Stored items:
_____

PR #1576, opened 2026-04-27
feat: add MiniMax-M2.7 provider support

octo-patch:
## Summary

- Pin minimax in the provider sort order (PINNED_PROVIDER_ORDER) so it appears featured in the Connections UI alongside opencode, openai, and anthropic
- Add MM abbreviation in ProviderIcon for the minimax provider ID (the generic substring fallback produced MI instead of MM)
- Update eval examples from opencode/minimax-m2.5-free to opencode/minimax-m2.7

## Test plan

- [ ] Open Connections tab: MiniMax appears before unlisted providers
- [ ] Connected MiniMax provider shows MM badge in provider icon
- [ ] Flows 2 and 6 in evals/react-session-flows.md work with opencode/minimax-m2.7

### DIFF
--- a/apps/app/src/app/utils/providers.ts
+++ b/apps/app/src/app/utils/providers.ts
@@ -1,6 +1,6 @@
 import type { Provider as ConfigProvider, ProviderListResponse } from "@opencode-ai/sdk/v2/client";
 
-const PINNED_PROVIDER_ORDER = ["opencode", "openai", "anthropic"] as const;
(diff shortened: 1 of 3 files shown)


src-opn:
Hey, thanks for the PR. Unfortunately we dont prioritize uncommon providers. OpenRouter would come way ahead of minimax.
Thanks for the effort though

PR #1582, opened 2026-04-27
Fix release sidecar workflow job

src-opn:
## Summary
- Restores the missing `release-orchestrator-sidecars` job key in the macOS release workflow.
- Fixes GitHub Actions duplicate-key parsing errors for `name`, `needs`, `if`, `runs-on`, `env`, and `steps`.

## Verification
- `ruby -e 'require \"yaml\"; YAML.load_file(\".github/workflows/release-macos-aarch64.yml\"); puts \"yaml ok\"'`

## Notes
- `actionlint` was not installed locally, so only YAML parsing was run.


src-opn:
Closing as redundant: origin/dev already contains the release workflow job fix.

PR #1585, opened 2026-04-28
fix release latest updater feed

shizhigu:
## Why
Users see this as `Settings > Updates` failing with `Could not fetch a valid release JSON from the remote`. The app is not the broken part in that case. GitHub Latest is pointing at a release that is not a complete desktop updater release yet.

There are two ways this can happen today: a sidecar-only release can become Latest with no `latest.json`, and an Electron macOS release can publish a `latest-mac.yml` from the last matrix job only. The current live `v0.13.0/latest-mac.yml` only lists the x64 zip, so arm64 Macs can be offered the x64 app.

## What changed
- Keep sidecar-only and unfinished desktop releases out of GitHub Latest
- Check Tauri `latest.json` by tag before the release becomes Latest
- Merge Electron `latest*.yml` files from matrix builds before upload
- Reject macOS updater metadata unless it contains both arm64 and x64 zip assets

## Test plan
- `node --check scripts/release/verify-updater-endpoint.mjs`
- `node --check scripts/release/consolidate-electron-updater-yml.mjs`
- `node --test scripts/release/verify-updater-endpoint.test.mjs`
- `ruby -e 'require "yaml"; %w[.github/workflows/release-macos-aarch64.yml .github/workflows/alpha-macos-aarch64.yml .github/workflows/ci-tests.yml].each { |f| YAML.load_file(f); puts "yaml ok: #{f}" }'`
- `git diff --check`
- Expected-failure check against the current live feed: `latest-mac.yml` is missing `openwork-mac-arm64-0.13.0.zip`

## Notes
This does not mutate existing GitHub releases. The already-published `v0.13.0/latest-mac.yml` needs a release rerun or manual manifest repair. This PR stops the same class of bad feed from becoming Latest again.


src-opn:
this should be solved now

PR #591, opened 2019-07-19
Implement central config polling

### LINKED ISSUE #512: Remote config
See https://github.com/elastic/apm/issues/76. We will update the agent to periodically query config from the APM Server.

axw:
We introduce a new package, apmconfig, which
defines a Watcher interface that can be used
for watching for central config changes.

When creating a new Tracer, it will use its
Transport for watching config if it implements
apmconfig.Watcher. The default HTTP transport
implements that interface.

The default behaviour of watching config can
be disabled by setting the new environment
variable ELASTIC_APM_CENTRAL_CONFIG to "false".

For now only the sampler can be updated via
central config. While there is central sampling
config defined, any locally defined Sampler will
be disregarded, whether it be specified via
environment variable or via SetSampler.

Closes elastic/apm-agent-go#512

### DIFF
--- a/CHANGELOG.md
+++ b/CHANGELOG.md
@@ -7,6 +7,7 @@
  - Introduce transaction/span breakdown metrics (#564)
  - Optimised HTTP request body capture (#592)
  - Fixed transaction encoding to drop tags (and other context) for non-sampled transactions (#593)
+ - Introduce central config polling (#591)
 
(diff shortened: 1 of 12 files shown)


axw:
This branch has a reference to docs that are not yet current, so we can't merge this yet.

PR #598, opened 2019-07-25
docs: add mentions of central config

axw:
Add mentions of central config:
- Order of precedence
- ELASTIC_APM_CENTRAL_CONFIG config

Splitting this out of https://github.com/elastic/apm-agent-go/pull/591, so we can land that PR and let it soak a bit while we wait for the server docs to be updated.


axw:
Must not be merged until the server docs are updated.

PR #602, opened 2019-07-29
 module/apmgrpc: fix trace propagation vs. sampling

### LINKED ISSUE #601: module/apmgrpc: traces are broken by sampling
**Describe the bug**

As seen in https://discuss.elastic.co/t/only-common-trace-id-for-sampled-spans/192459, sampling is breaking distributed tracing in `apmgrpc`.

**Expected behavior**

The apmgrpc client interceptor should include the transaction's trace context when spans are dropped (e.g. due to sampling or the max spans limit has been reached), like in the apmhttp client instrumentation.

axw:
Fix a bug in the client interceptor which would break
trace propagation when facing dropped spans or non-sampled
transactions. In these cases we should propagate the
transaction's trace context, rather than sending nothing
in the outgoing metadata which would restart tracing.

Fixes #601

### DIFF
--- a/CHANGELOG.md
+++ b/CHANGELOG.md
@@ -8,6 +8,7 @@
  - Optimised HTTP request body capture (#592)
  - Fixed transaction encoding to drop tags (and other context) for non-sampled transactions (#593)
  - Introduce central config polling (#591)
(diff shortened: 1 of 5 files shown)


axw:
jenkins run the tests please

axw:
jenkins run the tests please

_____

Work instruction: The answer should be an exact reproduction of all the entries.

Response:
PR #1576, opened 2026-04-27
feat: add MiniMax-M2.7 provider support

octo-patch:
## Summary

- Pin minimax in the provider sort order (PINNED_PROVIDER_ORDER) so it appears featured in the Connections UI alongside opencode, openai, and anthropic
- Add MM abbreviation in ProviderIcon for the minimax provider ID (the generic substring fallback produced MI instead of MM)
- Update eval examples from opencode/minimax-m2.5-free to opencode/minimax-m2.7

## Test plan

- [ ] Open Connections tab: MiniMax appears before unlisted providers
- [ ] Connected MiniMax provider shows MM badge in provider icon
- [ ] Flows 2 and 6 in evals/react-session-flows.md work with opencode/minimax-m2.7

### DIFF
--- a/apps/app/src/app/utils/providers.ts
+++ b/apps/app/src/app/utils/providers.ts
@@ -1,6 +1,6 @@
 import type { Provider as ConfigProvider, ProviderListResponse } from "@opencode-ai/sdk/v2/client";
 
-const PINNED_PROVIDER_ORDER = ["opencode", "openai", "anthropic"] as const;
(diff shortened: 1 of 3 files shown)


src-opn:
Hey, thanks for the PR. Unfortunately we dont prioritize uncommon providers. OpenRouter would come way ahead of minimax.
Thanks for the effort though

PR #1582, opened 2026-04-27
Fix release sidecar workflow job

src-opn:
## Summary
- Restores the missing `release-orchestrator-sidecars` job key in the macOS release workflow.
- Fixes GitHub Actions duplicate-key parsing errors for `name`, `needs`, `if`, `runs-on`, `env`, and `steps`.

## Verification
- `ruby -e 'require \"yaml\"; YAML.load_file(\".github/workflows/release-macos-aarch64.yml\"); puts \"yaml ok\"'`

## Notes
- `actionlint` was not installed locally, so only YAML parsing was run.


src-opn:
Closing as redundant: origin/dev already contains the release workflow job fix.

PR #1585, opened 2026-04-28
fix release latest updater feed

shizhigu:
## Why
Users see this as `Settings > Updates` failing with `Could not fetch a valid release JSON from the remote`. The app is not the broken part in that case. GitHub Latest is pointing at a release that is not a complete desktop updater release yet.

There are two ways this can happen today: a sidecar-only release can become Latest with no `latest.json`, and an Electron macOS release can publish a `latest-mac.yml` from the last matrix job only. The current live `v0.13.0/latest-mac.yml` only lists the x64 zip, so arm64 Macs can be offered the x64 app.

## What changed
- Keep sidecar-only and unfinished desktop releases out of GitHub Latest
- Check Tauri `latest.json` by tag before the release becomes Latest
- Merge Electron `latest*.yml` files from matrix builds before upload
- Reject macOS updater metadata unless it contains both arm64 and x64 zip assets

## Test plan
- `node --check scripts/release/verify-updater-endpoint.mjs`
- `node --check scripts/release/consolidate-electron-updater-yml.mjs`
- `node --test scripts/release/verify-updater-endpoint.test.mjs`
- `ruby -e 'require "yaml"; %w[.github/workflows/release-macos-aarch64.yml .github/workflows/alpha-macos-aarch64.yml .github/workflows/ci-tests.yml].each { |f| YAML.load_file(f); puts "yaml ok: #{f}" }'`
- `git diff --check`
- Expected-failure check against the current live feed: `latest-mac.yml` is missing `openwork-mac-arm64-0.13.0.zip`

## Notes
This does not mutate existing GitHub releases. The already-published `v0.13.0/latest-mac.yml` needs a release rerun or manual manifest repair. This PR stops the same class of bad feed from becoming Latest again.


src-opn:
this should be solved now

PR #591, opened 2019-07-19
Implement central config polling

### LINKED ISSUE #512: Remote config
See https://github.com/elastic/apm/issues/76. We will update the agent to periodically query config from the APM Server.

axw:
We introduce a new package, apmconfig, which
defines a Watcher interface that can be used
for watching for central config changes.

When creating a new Tracer, it will use its
Transport for watching config if it implements
apmconfig.Watcher. The default HTTP transport
implements that interface.

The default behaviour of watching config can
be disabled by setting the new environment
variable ELASTIC_APM_CENTRAL_CONFIG to "false".

For now only the sampler can be updated via
central config. While there is central sampling
config defined, any locally defined Sampler will
be disregarded, whether it be specified via
environment variable or via SetSampler.

Closes elastic/apm-agent-go#512

### DIFF
--- a/CHANGELOG.md
+++ b/CHANGELOG.md
@@ -7,6 +7,7 @@
  - Introduce transaction/span breakdown metrics (#564)
  - Optimised HTTP request body capture (#592)
  - Fixed transaction encoding to drop tags (and other context) for non-sampled transactions (#593)
+ - Introduce central config polling (#591)
 
(diff shortened: 1 of 12 files shown)


axw:
This branch has a reference to docs that are not yet current, so we can't merge this yet.

PR #598, opened 2019-07-25
docs: add mentions of central config

axw:
Add mentions of central config:
- Order of precedence
- ELASTIC_APM_CENTRAL_CONFIG config

Splitting this out of https://github.com/elastic/apm-agent-go/pull/591, so we can land that PR and let it soak a bit while we wait for the server docs to be updated.


axw:
Must not be merged until the server docs are updated.

PR #602, opened 2019-07-29
 module/apmgrpc: fix trace propagation vs. sampling

### LINKED ISSUE #601: module/apmgrpc: traces are broken by sampling
**Describe the bug**

As seen in https://discuss.elastic.co/t/only-common-trace-id-for-sampled-spans/192459, sampling is breaking distributed tracing in `apmgrpc`.

**Expected behavior**

The apmgrpc client interceptor should include the transaction's trace context when spans are dropped (e.g. due to sampling or the max spans limit has been reached), like in the apmhttp client instrumentation.

axw:
Fix a bug in the client interceptor which would break
trace propagation when facing dropped spans or non-sampled
transactions. In these cases we should propagate the
transaction's trace context, rather than sending nothing
in the outgoing metadata which would restart tracing.

Fixes #601

### DIFF
--- a/CHANGELOG.md
+++ b/CHANGELOG.md
@@ -8,6 +8,7 @@
  - Optimised HTTP request body capture (#592)
  - Fixed transaction encoding to drop tags (and other context) for non-sampled transactions (#593)
  - Introduce central config polling (#591)
(diff shortened: 1 of 5 files shown)


axw:
jenkins run the tests please

axw:
jenkins run the tests please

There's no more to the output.